-- The problem --
Quote all of the data below exactly, please.

········

PR #852, opened 2015-05-08
Pass arguments from task phoenix.server to app.start

hayesgm:
It may be desired to pass arguments from `mix phoenix.server` to "app.start".  An example of this would be `--no-deps-check` which comes up when .git directories are wiped on a PaaS (in my case, `flynn` re: [elixir issue #1430](https://github.com/elixir-lang/elixir/issues/1430)).  This pull request passes through those arguments for the Mix task.

I'd be happy to discuss the merits of this patch.

### DIFF
--- a/lib/mix/tasks/phoenix.server.ex
+++ b/lib/mix/tasks/phoenix.server.ex
@@ -5,6 +5,16 @@ defmodule Mix.Tasks.Phoenix.Server do
 
   @moduledoc """
   Starts the application by configuring all endpoints servers to run.
+
+  ## Command line options
+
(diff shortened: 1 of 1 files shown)


josevalim:
I think this is great addition. We need, however, to document that it accepts the same options as `app.start`. Can you update the `@moduledoc` please?

hayesgm:
Just added documentation for this. Decided it was best to make a note to refer to docs for "app.start" instead of putting the flags in directly since I don't want to get out of sync with `elixir` and `phoenix` for these flags.

chrismccord:
❤️❤️❤️❤️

········

-- Final answer --
PR #852, opened 2015-05-08
Pass arguments from task phoenix.server to app.start

hayesgm:
It may be desired to pass arguments from `mix phoenix.server` to "app.start".  An example of this would be `--no-deps-check` which comes up when .git directories are wiped on a PaaS (in my case, `flynn` re: [elixir issue #1430](https://github.com/elixir-lang/elixir/issues/1430)).  This pull request passes through those arguments for the Mix task.

I'd be happy to discuss the merits of this patch.

### DIFF
--- a/lib/mix/tasks/phoenix.server.ex
+++ b/lib/mix/tasks/phoenix.server.ex
@@ -5,6 +5,16 @@ defmodule Mix.Tasks.Phoenix.Server do
 
   @moduledoc """
   Starts the application by configuring all endpoints servers to run.
+
+  ## Command line options
+
(diff shortened: 1 of 1 files shown)


josevalim:
I think this is great addition. We need, however, to document that it accepts the same options as `app.start`. Can you update the `@moduledoc` please?

hayesgm:
Just added documentation for this. Decided it was best to make a note to refer to docs for "app.start" instead of putting the flags in directly since I don't want to get out of sync with `elixir` and `phoenix` for these flags.

chrismccord:
❤️❤️❤️❤️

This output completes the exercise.